*Description of the task*. Only one stretch of the records below should be repeated. It starts with the line containing "PR #27, opened 2021-05-19" and goes on through the line containing "but it also", exactly as written.

*Available data*.
==========
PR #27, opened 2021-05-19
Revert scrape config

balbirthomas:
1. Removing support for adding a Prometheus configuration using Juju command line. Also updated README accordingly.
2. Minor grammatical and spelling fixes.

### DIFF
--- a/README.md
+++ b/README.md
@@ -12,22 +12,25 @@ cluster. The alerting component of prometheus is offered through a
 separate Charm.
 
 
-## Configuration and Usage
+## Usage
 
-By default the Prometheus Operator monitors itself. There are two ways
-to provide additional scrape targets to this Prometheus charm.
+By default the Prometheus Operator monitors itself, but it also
==========
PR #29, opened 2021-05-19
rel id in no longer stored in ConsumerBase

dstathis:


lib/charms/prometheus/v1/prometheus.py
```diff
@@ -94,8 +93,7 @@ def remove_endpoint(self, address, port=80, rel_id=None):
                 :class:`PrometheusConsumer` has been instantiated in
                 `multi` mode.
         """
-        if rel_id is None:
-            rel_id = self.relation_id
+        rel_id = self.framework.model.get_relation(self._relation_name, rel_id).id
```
==========
*Written solution*.
PR #27, opened 2021-05-19
Revert scrape config

balbirthomas:
1. Removing support for adding a Prometheus configuration using Juju command line. Also updated README accordingly.
2. Minor grammatical and spelling fixes.

### DIFF
--- a/README.md
+++ b/README.md
@@ -12,22 +12,25 @@ cluster. The alerting component of prometheus is offered through a
 separate Charm.
 
 
-## Configuration and Usage
+## Usage
 
-By default the Prometheus Operator monitors itself. There are two ways
-to provide additional scrape targets to this Prometheus charm.
+By default the Prometheus Operator monitors itself, but it also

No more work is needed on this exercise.